→ Work request
Print the records below word for word, beginning with the first line and ending once the line containing "The controller now" is printed.

Collected data:
****
PR #1048, opened 2026-08-30
fix(lease): let a pool provision for a lease that matches nothing yet

kirkbrauer:
An ExporterSet with `minReplicas: 0` has no members until something asks for one, so a lease against it matches zero exporters. The lease controller called that unsatisfiable, and `reconcileStatusEnded` ends an unsatisfiable lease in the same reconcile. The set's demand rule only counts leases that are pending and not ended, so it never saw the request — a pool that keeps nothing warm could never provision on demand, which is the case it exists for.

The controller now asks whether an exporter set could provision a match before deciding. If one could, the lease becomes `Pending`/`Provisioning` and is requeued, which is the state the set scales on. If none could — no pool matches the selector, or the only one that does is at `maxReplicas` — the lease is unsatisfiable as before, so a typo in a selector still fails fast rather than hanging.

This is the first thing the lease controller reads outside `jumpstarter.dev`, so it needs the virtualtarget scheme registered and a read on exportersets in the Role the operator builds for it. Where that read is refused — a controller newer than its operator, or a cluster without the exporter set CRDs — the check reports "no pool" and behaviour is exactly what it was before.

Three specs cover it. With the fix reverted, the one describing the bug fails and the other two (pool at ceiling, no matching pool) still pass.

### DIFF
--- a/controller/internal/controller/lease_controller.go
+++ b/controller/internal/controller/lease_controller.go
@@ -24,6 +24,7 @@ import (
 	"time"
 
 	jumpstarterdevv1alpha1 "github.com/jumpstarter-dev/jumpstarter/controller/api/v1alpha1"
+	virtualtargetv1alpha1 "github.com/jumpstarter-dev/jumpstarter/controller/api/virtualtarget/v1alpha1"
 	jmpmetrics "github.com/jumpstarter-dev/jumpstarter/controller/internal/metrics"
 	corev1 "k8s.io/api/core/v1"
 	k8serrors "k8s.io/apimachinery/pkg/api/errors"
@@ -63,6 +64,7 @@ type ApprovedExporter struct {
 // +kubebuilder:rbac:groups=jumpstarter.dev,resources=leases,verbs=get;list;watch;create;update;patch;delete
 // +kubebuilder:rbac:groups=jumpstarter.dev,resources=leases/status,verbs=get;update;patch
 // +kubebuilder:rbac:groups=jumpstarter.dev,resources=leases/finalizers,verbs=update
+// +kubebuilder:rbac:groups=virtualtarget.jumpstarter.dev,resources=exportersets,verbs=get;list;watch
 // Reconcile is part of the main kubernetes reconciliation loop which aims to
 // move the current state of the cluster closer to the desired state.
 // TODO(user): Modify the Reconcile function to compare the state specified by
@@ -288,6 +290,27 @@ func (r *LeaseReconciler) reconcileStatusExporterRef(
 			listed, err := r.ListMatchingExporters(ctx, lease, selector)
 			if err != nil {
 				return fmt.Errorf("reconcileStatusExporterRef: failed to list matching exporters: %w", err)
+			}
+			if len(listed.Items) == 0 {
+				// Nothing matches yet, which is the normal state of a pool that
+				// keeps nothing warm. An exporter set that could provision a
+				// match makes this lease pending rather than unsatisfiable —
+				// and pending is what the set counts as demand to scale up on.
+				// Calling it unsatisfiable here ends the lease in this same
+				// reconcile, so the set would never see it.
+				set, err := r.exporterSetCanProvision(ctx, lease, selector)
+				if err != nil {
+					return fmt.Errorf("reconcileStatusExporterRef: %w", err)
+				}
+				if set != "" {
+					lease.SetStatusPending(
+						"Provisioning",
+						"No exporter matches the selector yet; exporter set %s can provision one",
+						set,
+					)
+					result.RequeueAfter = pendingRequeueAfter(lease)
+					return nil
+				}
 			}
 			// Filter out disabled exporters from selector-based listing
 			matchingExporters = filterOutDisabledExporters(listed.Items)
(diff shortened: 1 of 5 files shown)


controller/internal/controller/lease_controller.go
```diff
@@ -207,6 +209,98 @@ func (r *LeaseReconciler) reconcileStatusBeginEndTimes(
...
+//
+// It reports decided=true when it has already settled the lease's status and
+// the caller should stop — the named exporter is missing, does not match, or is
+// disabled; every match is disabled; or nothing matches yet and a pool can
+// provide one.
+func (r *LeaseReconciler) candidateExporters(
+	ctx context.Context,
+	result *ctrl.Result,
+	lease *jumpstarterdevv1alpha1.Lease,
+	selector labels.Selector,
```
mangelajo, line 223: don't we have the selector in lease already?

controller/internal/controller/lease_controller.go
```diff
@@ -245,60 +339,12 @@ func (r *LeaseReconciler) reconcileStatusExporterRef(
 			return nil
 		}
```
mangelajo, line 340: nit: you can move this block inside the function as well, and then no need to pass selector. It's not used anywhere later :)

controller/internal/controller/lease_controller.go
```diff
@@ -207,6 +209,98 @@ func (r *LeaseReconciler) reconcileStatusBeginEndTimes(
...
+	matchingExporters := filterOutDisabledExporters(listed.Items)
+	if len(matchingExporters) == 0 && len(listed.Items) > 0 {
+		lease.SetStatusUnsatisfiable(
+			"AllDisabled",
+			"All %d exporters matching the selector are disabled",
+			len(listed.Items),
+		)
+		return nil, true, nil
+	}
+	return matchingExporters, false, nil
```
mangelajo, line 301: When `len(listed.Items) == 0` and no pool can provision (`set == ""`), the function falls through to the disabled-exporter filter and returns `(nil, false, nil)` — an empty slice with `decided=false`. The caller then passes zero exporters into `attachMatchingPolicies`, which produces zero approved exporters, and the lease is marked unsatisfiable with reason `"NoAccess"` and a message about policies.

That message is misleading when the real cause is "no exporters match the selector at all." The old code had the same behavior (this is pre-existing), but since you're refactoring this path anyway, it might be a good time to handle the `len(listed.Items) == 0 && set == ""` case explicitly with a clearer `SetStatusUnsatisfiable("NoMatch", ...)` before falling through.

---

controller/internal/controller/lease_controller.go
```diff
@@ -557,6 +603,51 @@ func (r *LeaseReconciler) ListMatchingExporters(ctx context.Context, lease *jump
...
+	var sets virtualtargetv1alpha1.ExporterSetList
+	if err := r.List(ctx, &sets, client.InNamespace(lease.Namespace)); err != nil {
+		if k8serrors.IsForbidden(err) || meta.IsNoMatchError(err) {
+			// A controller running against an operator that has not granted
+			// this read, or a cluster without the exporter set CRDs at all.
+			// Neither is transient, and neither is a reason to fail a lease:
+			// fall back to the behaviour from before pools existed.
+			log.FromContext(ctx).V(1).Info(
+				"cannot read exporter sets, treating the selector as unsatisfiable",
+				"lease", lease.Name, "reason", err.Error())
```
mangelajo, line 632: Nit: the log message says "treating the selector as unsatisfiable" but returning `"", nil` actually means "no pool can help, so let the normal flow decide." This is accurate behavior-wise (the existing flow will mark it unsatisfiable), but the message could be slightly more precise — something like "no pool check available, falling back to normal selector resolution" — to avoid confusion when reading logs, since the function itself isn't the one setting unsatisfiable.

---

controller/internal/controller/lease_controller_test.go
```diff
@@ -2654,3 +2655,115 @@ var _ = Describe("pendingRequeueAfter", func() {
...
+
+			updated := getLease(ctx, lease.Name)
+			Expect(meta.IsStatusConditionTrue(
+				updated.Status.Conditions,
+				string(jumpstarterdevv1alpha1.LeaseConditionTypeUnsatisfiable),
+			)).To(BeTrue())
+			Expect(updated.Status.Ended).To(BeTrue())
+		})
+	})
+})
```
mangelajo, line 2769: Good test coverage for the three key scenarios. One edge case that might be worth adding: a pool with `maxReplicas: 0` (unlimited) and zero current replicas should also keep the lease pending (verifying the `maxReplicas > 0` guard in `exporterSetCanProvision` works correctly for the unlimited case).

---

controller/internal/controller/lease_controller.go
```diff
@@ -557,6 +603,51 @@ func (r *LeaseReconciler) ListMatchingExporters(ctx context.Context, lease *jump
...
+		if !selector.Matches(labels.Set(set.Spec.Template.Metadata.Labels)) {
+			continue
+		}
+		if set.Spec.MaxReplicas > 0 && set.Status.Replicas >= set.Spec.MaxReplicas {
+			continue
+		}
+		return set.Name, nil
+	}
+	return "", nil
+}
```
mangelajo, line 649: The lease controller now reads ExporterSets, but `SetupWithManager` doesn't watch them. When a pool that was at ceiling loses a replica (dropping below `MaxReplicas`), pending "Provisioning" leases won't be re-evaluated until their next periodic requeue (up to 30s).

The existing `Watches(&Exporter{}, ...)` already covers the happy path (new exporter appears → lease reconciles), so the gap mainly affects the "at ceiling → capacity freed" transition. Not a blocker but worth considering a `Watches(&ExporterSet{}, ...)` with a predicate on `Status.Replicas` changes, mapping to pending leases whose selectors match the set's template labels.

---

controller/internal/controller/lease_controller.go
mangelajo: inside the candidateExporters function I mean.

PR #1030, opened 2026-08-27
Update default python installation source to release-0.9

mangelajo:

PR #1053, opened 2026-08-31
feat(cli): add self update command to jmp

engelmi:
The recommended installation and update mechanism is to use the provided install script and run it with the desired source.

Adds a new CLI command `self update` to `jmp, which fetches the script from the repository and executes it. This is similar to the self update command from uv.

### DIFF
--- a/python/packages/jumpstarter-cli/jumpstarter_cli/self_update.py
+++ b/python/packages/jumpstarter-cli/jumpstarter_cli/self_update.py
@@ -1,0 +1,43 @@
+import shutil
+import subprocess
+import urllib.request
+from pathlib import Path
+
+import click
+from jumpstarter_cli_common.exceptions import handle_exceptions
+
+
+def _determine_install_dir() -> Path | None:
+    jmp_path = shutil.which("jmp")
+    if jmp_path:
+        return Path(jmp_path).parent.parent
+    return None
+
+def _fetch_install_script() -> str:
+    INSTALL_SCRIPT_URL = "https://raw.githubusercontent.com/jumpstarter-dev/jumpstarter/main/python/install.sh"
+    with urllib.request.urlopen(INSTALL_SCRIPT_URL) as response:
+        return response.read().decode("utf-8")
+
+
+@click.command("update")
+@click.option(
+    "--source",
+    type=str,
+    help="Overwrites the current installation source. Available: latest, rc, main and release-x.x",
+    default=None,
+)
+@handle_exceptions
+def self_update(source: str):
+    """
+    Update jumpstarter
+    """
+    install_dir = _determine_install_dir()
+    script = _fetch_install_script()
+
+    cmd = ["bash", "-s", "-"]
+    if install_dir:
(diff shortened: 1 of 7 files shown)


python/packages/jumpstarter-cli/jumpstarter_cli/self_update.py
```diff
@@ -0,0 +1,30 @@
...
+import urllib.request
+
+import click
+from jumpstarter_cli_common.exceptions import handle_exceptions
+
+
+@click.command("update")
+@click.option(
+    "--source",
+    type=click.Choice(["release-0.8", "latest", "rc", "main"]),
```
bennyz: latest release is 0.9, and we probably need to guard against drift here

python/packages/jumpstarter-cli/jumpstarter_cli/self_update.py
```diff
@@ -0,0 +1,30 @@
...
+    help="Installation source",
+    default="main",
```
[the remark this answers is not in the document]
bennyz: i agree, while internally we recommend using main it's not our "official" policy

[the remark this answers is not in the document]
engelmi: ~Yes, the script sets the default to `release-0.8` at the moment. In practice, however, the installer was mostly run with `main` AFAIK. This might need an update.~

Makes sense. Lets change it to the release-xx then.

python/packages/jumpstarter-cli/jumpstarter_cli/self_update.py
engelmi: I was using it from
****
→ Answer to this task
PR #1048, opened 2026-08-30
fix(lease): let a pool provision for a lease that matches nothing yet

kirkbrauer:
An ExporterSet with `minReplicas: 0` has no members until something asks for one, so a lease against it matches zero exporters. The lease controller called that unsatisfiable, and `reconcileStatusEnded` ends an unsatisfiable lease in the same reconcile. The set's demand rule only counts leases that are pending and not ended, so it never saw the request — a pool that keeps nothing warm could never provision on demand, which is the case it exists for.

The controller now asks whether an exporter set could provision a match before deciding. If one could, the lease becomes `Pending`/`Provisioning` and is requeued, which is the state the set scales on. If none could — no pool matches the selector, or the only one that does is at `maxReplicas` — the lease is unsatisfiable as before, so a typo in a selector still fails fast rather than hanging.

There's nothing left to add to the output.